[Linear Algebra Series Part 18] Least Squares and the Basics of Linear Regression

What this post covers

This post introduces least squares and linear regression.

Why approximate solutions are needed in real data
What least squares minimizes
How projection and the residual are connected
How regression fits into a linear-algebra viewpoint

Key terms

least squares: minimizing the squared length of the error vector
linear regression: fitting a linear model to data
normal equation: the equation A^T A x = A^T b
residual: the difference between observation and model output
column space: the space of outputs the model can explain

Core idea

Real data rarely fits a line or plane exactly. For example, the three points (1, 2), (2, 3), and (3, 5.5) do not all lie on one perfect line. That means Ax = b often has no exact solution.

Instead of demanding perfection, we look for the best approximation by minimizing

||Ax - b||^2

This is the least-squares problem.

We square the error because signed errors can cancel out, and because the squared Euclidean norm is smooth and easy to optimize.

The vector Ax is what the model can explain. The vector b is what we actually observe. Their difference is the error, or residual.

Step-by-step examples

Example 1) Fitting a line

Suppose we want a line y = β0 + β1 x for data points (x1, y1), ..., (xn, yn). Each data point gives one equation β0 + β1 x_i = y_i, and stacking those equations gives one matrix problem.

Then we can write

A = [1 x1
     1 x2
     ...
     1 xn]

β_hat = [β0
         β1]

b_vec = [y1
         y2
         ...
         yn]

So the problem becomes

A β_hat ≈ b_vec

Example 2) The projection viewpoint

The outputs a model can explain form the column space of A.

If b lies outside that space, no exact solution exists.

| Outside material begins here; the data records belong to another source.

PR #341, opened 2015-07-19
Improve fit2histogram + PEP8

hanke:


nno:
Thanks, looks good to me.

PR #343, opened 2015-07-20
support exporting tuple values from dataset .a to cosmo

nno:
minor NF to support CoSMoMVPA export of data in tuples in dataset .a. Also minor PEP8 cleanup thanks to PyCharm.

### DIFF
--- a/mvpa2/datasets/cosmo.py
+++ b/mvpa2/datasets/cosmo.py
@@ -144,6 +144,7 @@ Notes
 __docformat__ = 'restructuredtext'
 
 from mvpa2.base import externals
+
 externals.exists('scipy', raise_=True)
 
 from scipy.io import loadmat, savemat, matlab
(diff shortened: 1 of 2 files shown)


mvpa2/datasets/cosmo.py
```diff
@@ -323,15 +329,22 @@ def _attributes_dict2cosmo(ds):
...
+                        # transform vectors (shape=(P,)) to vectors in matrix
+                        # form (shape=(1,P))
+                        value = np.reshape(value, (-1, 1))
+
+                    if do_transpose:
+                        # feature attribute case, to match dimensionality
+                        # in second dimension
+                        value = value.T
+                except AttributeError:
+                    # not supported data element, skip
```
yarikoptic: shouldn't there be at least a warning???

nno: Not sure if a warning makes sense here. In the typical case of a dataset with a mapper, you would always get a warning. The current approach is just to silently ignore.

yarikoptic: well -- I see that it is to ignore here, but imho that is suboptimal since it hides away from user what is going on underneath -- some data is not preserved.  I will merge meanwhile but think about the warning ;-)

PR #345, opened 2015-07-20
RF(PEP8 etc): in externals code, to modernize it a bit as well

yarikoptic:
Let's wait for travis since locally I got failures -- yet to figure out if my code or not

### DIFF
--- a/mvpa2/base/config.py
+++ b/mvpa2/base/config.py
@@ -149,8 +149,10 @@ class ConfigManager(SafeConfigParser):
         class file2str(object):
             def __init__(self):
                 self.__s = ''
+
             def write(self, val):
                 self.__s += val
+
             def str(self):
                 return self.__s
 
@@ -180,11 +182,11 @@ class ConfigManager(SafeConfigParser):
 
         try:
             return SafeConfigParser.get(self, section, option, **kwargs)
-        except ValueError, e:
+        except ValueError as e:
             # provide somewhat descriptive error
-            raise ValueError, \
-                  "Failed to obtain value from configuration for %s.%s. " \
-                  "Original exception was: %s" % (section, option, e)
+            raise ValueError(
+                "Failed to obtain value from configuration for %s.%s. "
+                "Original exception was: %s" % (section, option, e))
 
 
     def getboolean(self, section, option, default=None):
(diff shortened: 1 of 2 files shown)


mvpa2/base/externals.py
```diff
@@ -438,7 +445,7 @@ def __check(name, a='__version__'):
         exec "v = %s.%s" % (name, a)
         # it might be lxml.etree, so take only first module
         versions[name.split('.')[0]] = SmartVersion(v)
-    except Exception, e:
+    except Exception as e:
```
nno: This syntax is not supported in Python 2.5.; the website mentions that Python 2.5 is supported.

mvpa2/base/config.py
```diff
@@ -180,11 +182,11 @@ def get(self, section, option, default=None, **kwargs):
 
         try:
             return SafeConfigParser.get(self, section, option, **kwargs)
-        except ValueError, e:
+        except ValueError as e:
```
nno: Not supported in Python 2.5

mvpa2/base/externals.py
```diff
@@ -208,8 +211,9 @@ def __check_shogun(bottom_version, custom_versions=[]):
     if (ver in custom_versions) or (ver >= bottom_version):
         return True
     else:
-        raise ImportError, 'Version %s is smaller than needed %s' % \
-              (ver, bottom_version)
+        raise ImportError(
+            'Version %s is smaller than needed %s'
+            % (ver, bottom_version))
```
nno: PEP8: "The preferred place to break around a binary operator is after the operator, not before it. "

mvpa2/base/externals.py
```diff
@@ -730,7 +728,7 @@ def check_all_dependencies(force=False, verbosity=1):
                 warning("%s is not available." % dep)
 
     if __debug__:
-        debug('EXT', 'The following optional externals are present: %s' \
-                     % [ k[5:] for k in cfg.options('externals')
-                            if k.startswith('have') \
-                            and cfg.getboolean('externals', k) == True ])
+        debug('EXT', 'The following optional externals are present: %s'
+                     % [k[5:] for k in cfg.options('externals')
```
nno: PEP8: "The preferred place to break around a binary operator is after the operator, not before it. "

hanke:
Let's not care about Python 2.5 anymore. Yes?

nno:
Fine with me not to support Python 2.5 anymore. Python 2.6 was released in 2008, almost 7 years ago, so I think it's fair to assume that almost (if not all) users use at least Python 2.6, and if not, it should be easy to upgrade.

mvpa2/base/externals.py
yarikoptic: oh -- pushed one more commit in docs to remove reference to 2.5 (in installation.rst) but may be there is more?  we have dumped 2.5 in 2012 iirc ;)

mvpa2/base/externals.py
yarikoptic: hm, interesting, forgot (happily) about that one.  IMHO this way is more descriptive, thus less bug prone -- you would immediately see what this line is for -- for string arguments, otherwise you need to jump to prev line to see that.  And PyCharm is not warning about this one, so I guess they also consider it good enough to ignore

yarikoptic:
ok, since no further objections -- merging

PR #346, opened 2015-07-20
set dataset attributes coming from NIML as vectors, not matrices (if possible)

nno:
Fixes an issue uncovered by #328 which added more stringent tests for dataset equality, causing test_surfing_afni.py to fail [1]. The unit test now also cleans up a temporary file after use.

[1] https://travis-ci.org/PyMVPA/PyMVPA/builds/71774997


nno:
@yarikoptic @hanke, we currently have a failing test on travis in the master branch. This PR should address this. Any objections to merging this?

hanke:
LGTM.

Issue #347, opened 2015-07-23
Support GIFTI I/O for datasets


nno:
Currently there is support for NIML but not GIFTI. It would be useful to add this using the nibabel.gifti.giftiio module.

nno:
Addressed through #348 and https://github.com/PyMVPA/PyMVPA/commit/05ebdda025401148425a7894b3a14ea73b932dfc

PR #348, opened 2015-07-26
add basic GIFTI support

nno:
- support GIFTI i/o for PyMVPA datasets
- adds new test function "assert_datasets_almost_equal"

### DIFF
--- a/mvpa2/datasets/gifti.py
+++ b/mvpa2/datasets/gifti.py
@@ -1,0 +1,190 @@
+# emacs: -*- mode: python; py-indent-offset: 4; indent-tabs-mode: nil -*-
+# vi: set ft=python sts=4 ts=4 sw=4 et:
+### ### ### ### ### ### ### ### ### ### ### ### ### ### ### ### ### ### ### ##
+#
+#   See COPYING file distributed along with the PyMVPA package for the
+#   copyright and license terms.
+#
+### ### ### ### ### ### ### ### ### ### ### ### ### ### ### ### ### ### ### ##
+"""Support for magnetic resonance imaging (MRI) data IO.
+
+This module offers functions to import into PyMVPA surface-based GIFTI
+data using NiBabel_ (e.g. NIfTI, MINC, Analyze), and export PyMVPA
+surface-based datasets back into GIFTI.
+
+The current implementation supports data associated with nodes, and
+node indices for such data. There is no support for meta-data,
+non-identity affine transformations, or intent fields.
+
+This module supports node data, i.e. each node on the surface has N
+values associated with it (with N>=1). Typical examples include
+time series data and statistical maps. Other types of data, including
+label data or anatomical surfaces, are not supported.
+
+.. _NiBabel: http://nipy.sourceforge.net/nibabel
+"""
+
+
+from mvpa2.base import externals
+externals.exists('nibabel', raise_=True)
+
+from nibabel.gifti import gifti, giftiio
+
+from mvpa2.base.collections import FeatureAttributesCollection, \
+        SampleAttributesCollection
+from mvpa2.base.dataset import vstack
+from mvpa2.datasets.base import Dataset
+import numpy as np
+
+def _gifti_intent_niistring(intent_code):
+    return gifti.intent_codes.niistring[intent_code]
+
+def _gifti_intent_is_data(intent_string):
+    # exclude a set of intents
+    not_data_intent_strings=('NIFTI_INTENT_GENMATRIX',
+                             'NIFTI_INTENT_SYMMATRIX',
+                             'NIFTI_INTENT_DISPVECT',
+                             'NIFTI_INTENT_VECTOR',
+                             'NIFTI_INTENT_POINTSET',
+                             'NIFTI_INTENT_TRIANGLE',
+                             'NIFTI_INTENT_QUATERNION',
+                             'NIFTI_INTENT_DIMLESS',
+                             'NIFTI_INTENT_NODE_INDEX',
+                             'NIFTI_INTENT_SHAPE')
+
+    return intent_string not in not_data_intent_strings
+
+def _gifti_intent_is_node_indices(intent_string):
+    return intent_string == 'NIFTI_INTENT_NODE_INDEX'
+
+
+def _get_gifti_image(samples):
+    if isinstance(samples, basestring):
+        samples = giftiio.read(samples)
+
+    required_class=gifti.GiftiImage
+    if not isinstance(samples, required_class):
+        raise TypeError('Input of type %s must be a %s' %
+                                    (samples, required_class))
+
+    return samples
+
+def gifti_dataset(samples, targets=None, chunks=None):
+    """
+    Parameters
+    ----------
+    samples : str or GiftiImage
+      GIFTI surface-based data, specified either as a filename or an image.
+    targets : scalar or sequence
+      Label attribute for each volume in the timeseries.
+    chunks : scalar or sequence
+      Chunk attribute for each volume in the timeseries.
+    """
+    node_indices = None
+    data_vectors = []
+    intents = []
+
+    image = _get_gifti_image(samples)
+
+    for darray in image.darrays:
+        intent_string=_gifti_intent_niistring(darray.intent)
+
+        if _gifti_intent_is_data(intent_string):
+            data_vectors.append(darray.data)
+            intents.append(intent_string)
+
+        elif _gifti_intent_is_node_indices(intent_string):
+            node_indices=darray.data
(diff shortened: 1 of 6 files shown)


nno:
Currently fMRI datasets can also be written to GIFTI - which seems useless, because they cannot be visualised or analysed.
Would it make sense to let ``map2gifti`` check whether the dataset is fmri-like, and if so, throw an error?
@yarikoptic @hanke, any comments?

nno:
Addresses #347.

mvpa2/datasets/gifti.py
```diff
@@ -0,0 +1,190 @@
...
+        samples=ds.samples
+    else:
+        raise TypeError('first argument must be Dataset or numpy.ndarray')
+
+    [nsamples,nfeatures]=samples.shape
+
+    def _get_attribute_value(ds, attr_name, keys_):
+        try:
+            attr_collection=ds.__dict__.get(attr_name)
+        except:
```
yarikoptic: isn't it PEP8 or whatever to have at least "exception Exception"? but here it should be a `KeyError`?the point is that it might mask some other failure, not just that the key is not there

mvpa2/datasets/gifti.py
```diff
@@ -0,0 +1,190 @@
...
+
+    node_indices_labels = ('node_indices', 'center_ids', 'ids', 'roi_ids')
+    node_indices = _get_attribute_value(ds, 'fa', node_indices_labels)
+
+    if node_indices is not None:
+        darray = _build_array(node_indices,'NIFTI_INTENT_NODE_INDEX')
+        darrays.append(darray)
+
+
+    intents=_get_attribute_value(ds, 'sa', 'intents')
```
yarikoptic: PEP8: spaces around = ;-)

mvpa2/testing/tools.py
```diff
@@ -61,23 +62,28 @@ class SkipTest(Exception):
     assert_string_equal)
 
 
+
```
yarikoptic: even more spaces??? what for?? two empty lines is imho very sufficient -- think about fellas debugging in a 80x25 terminal remotely ;)

mvpa2/testing/tools.py
```diff
@@ -131,7 +162,7 @@ def assert_is_instance(obj, cls, msg=None):
     def assert_warnings(messages):
         with mock.patch("warnings.warn") as mock_warnings:
             yield
-            #import pydb; pydb.debugger()
+            # import pydb; pydb.debugger()
```
yarikoptic: next time if you see such a thing -- kill it! ;)

mvpa2/testing/tools.py
```diff
@@ -305,12 +350,15 @@ def newfunc(*arg, **kwargs):
                     # turn debug targets back on
                     debug.active = old_active
 
+
         newfunc = make_decorator(func)(newfunc)
         return newfunc
 
+
```
yarikoptic: please don't! ;)

mvpa2/tests/test_giftidataset.py
```diff
@@ -0,0 +1,185 @@
...
+
+        for format_ in ("ASCII", "Base64Binary", "GZipBase64Binary"):
+            # build GIFTI file from scratch
+            gifti_string = _build_gifti_string(format_, include_nodes)
+            with open(fn, 'w') as f:
+                f.write(gifti_string)
+
+            # reading GIFTI file
+            ds = gifti_dataset(fn)
+            assert_datasets_almost_equal(ds, expected_ds)
```
yarikoptic: how do you know that assert_datasets_almost_equal doesn't just not fail always? ;)  i.e. would be nice to have some unittest for it

mvpa2/tests/test_giftidataset.py
```diff
@@ -0,0 +1,185 @@
...
+@with_tempfile(suffix='.func.gii')
+def test_gifti_dataset(fn):
+    for include_nodes in (False, True):
+        expected_ds = _get_test_dataset(include_nodes)
+
+        expected_ds_sa = expected_ds.copy(deep=True)
+        expected_ds_sa.sa['chunks'] = [4, 3, 2, 1, 3, 2]
+        expected_ds_sa.sa['targets'] = ['t%d' % i for i in xrange(6)]
+
+        for format_ in ("ASCII", "Base64Binary", "GZipBase64Binary"):
```
yarikoptic: what about making it a parametric test , ie. moving all the looping outside.  Could be done either with 

```python
@sweepargs(include_nodes=(False,True))
@sweepargs(format_=("ASCII",  "Base64Binary", "GZipBase64Binary"))
@with_tempfile(suffix='.func.gii')
def test_gitfti_dataset(fn, format_, include_nodes):
   expected_ds = _get_test_dataset(include_nodes)
...
```
this will allow to fail/report only for specific combinations of options, and also avoid possible side-effects (e.g. if any function within inner loop modifies expected_ds or smth like that)

mvpa2/tests/test_giftidataset.py
```diff
@@ -0,0 +1,185 @@
...
+                         for sample in samples)
+
+    footer = """</GIFTI>"""
+
+    return header + "".join(body_elements) + footer
+
+
+
+@with_tempfile(suffix='.func.gii')
+def test_gifti_dataset(fn):
```
yarikoptic: could you please add testing of storing/loading of such datasets within mvpa2/tests/test_hdf5.py ?

yarikoptic:
On Mon, 27 Jul 2015, Nikolaas N. Oosterhof wrote:

>    Currently fMRI datasets can also be written to GIFTI - which seems
>    useless, because they cannot be visualised or analysed.
>    Would it make sense to let map2gifti check whether the dataset is
>    fmri-like, and if so, throw an error?
>    @yarikoptic @hanke, any comments?

may be  a warning would be sufficient?

mvpa2/tests/test_giftidataset.py
nno: How about adding some h5save/h5load to test_giftidataset? That way I don't have to duplicate code to generate the surface-based datasets.

mvpa2/testing/tools.py
nno: Hmm, this seems a limitation of PyCharm's autoformatting. There is one setting that applies to both top-level functions and classes at the same time. The code guidelines say to use 3 empty lines around classes but 2 around functions. Should we consider to have 2 lines also for classes?

nno:
I've tried to incorporate all suggestions made by @yarikoptic. In particular,
- unit tests for assert_datasets_equal and assert_datasets_almost_equal
- warning when attempting to convert volumetric dataset to GIFTI
- use of ``@sweepargs`` 
- test for h5save / h5load

mvpa2/tests/test_giftidataset.py
```diff
@@ -0,0 +1,204 @@
...
+        raise SkipTest
+
+    from mvpa2.base.hdf5 import h5save, h5load
+
+    ds = _get_test_dataset(include_nodes)
+
+    h5save(fn, ds)
+    ds2 = h5load(fn)
+
+    assert_datasets_almost_equal(ds, ds2)
```
yarikoptic: why not exactly equal? is there a loss in precision somewhere along the way?

mvpa2/tests/test_testing.py
```diff
@@ -100,4 +114,75 @@ def test_generate_testing_fmri_dataset(tempfile):
...
+
+    ds = Dataset(samples=samples, **args)
+
+
+    def negate_assert(f):
+        def raiser(*args, **kwargs):
+            assert_raises(AssertionError, f, *args, **kwargs)
+
+
+        return raiser
```
yarikoptic: screw pycharm - this is just insane... within 5 lines, 1 line of code and 4 of empty spaces -- what good does it do?

mvpa2/tests/test_testing.py
```diff
@@ -100,4 +114,75 @@ def test_generate_testing_fmri_dataset(tempfile):
...
+
+
+    def change_attribute(name, how_much):
+        # change a single attribute in samples, a, fa, or sa.
+        ds2 = ds.copy(deep=True)
+        attr = ds2.__dict__[name]
+        if name == 'samples':
+            value = attr
+        else:
+            for key in attr.keys():
```
yarikoptic: minor, feel free to ignore -- `.keys()` is not needed in such cases where attr is a dict or dict like. Makes it even "faster" since no copy of keys is created (in comparison to .iterkeys() in python2)

nno:
Thanks @yarikoptic for all the helpful comments, I tried to address them all.

PR #349, opened 2015-08-12
Enh fixups to improve daily_tests results (minor)

yarikoptic:


nno:
Thanks for the fixes, they look good to me.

The least-squares solution chooses A β_hat to be the projection of b onto Col(A).

That means the residual

r = b - A β_hat

is orthogonal to the column space.

Example 3) The normal equation

If the residual is orthogonal to every column of A, then

A^T r = 0

Substituting r = b - Ax gives

A^T(b - Ax) = 0
A^T A x = A^T b

which is the normal equation.

Math notes

Least squares minimizes the squared Euclidean norm of the residual.
If A has full column rank, the least-squares solution is unique.
If not, multiple least-squares solutions may exist, and one often chooses the minimum-norm solution.
In practice, QR decomposition or SVD is often preferred to solving the normal equation directly.

Linear regression is also a statistical model, but here the main focus is its linear-algebra skeleton.

Common mistakes

Thinking regression is only a statistics formula sheet

It is also a projection problem in linear algebra.

Thinking “no exact solution” means “no useful answer”

Approximation is the normal case in real data.

Assuming least-squares solutions are always unique

Uniqueness depends on the columns of A being independent enough.

Practice or extension

Why does real data often fail to satisfy Ax = b exactly?
Why do we square the error instead of just summing signed errors?
What does it mean geometrically to project b onto Col(A)?

Wrap-up

This post introduced least squares and linear regression.

When exact solutions fail, best approximations still exist.
Least squares minimizes squared residual size.
The solution can be read as a projection.
Next, we move to eigenvalues and eigenvectors, where transformations reveal their special directions.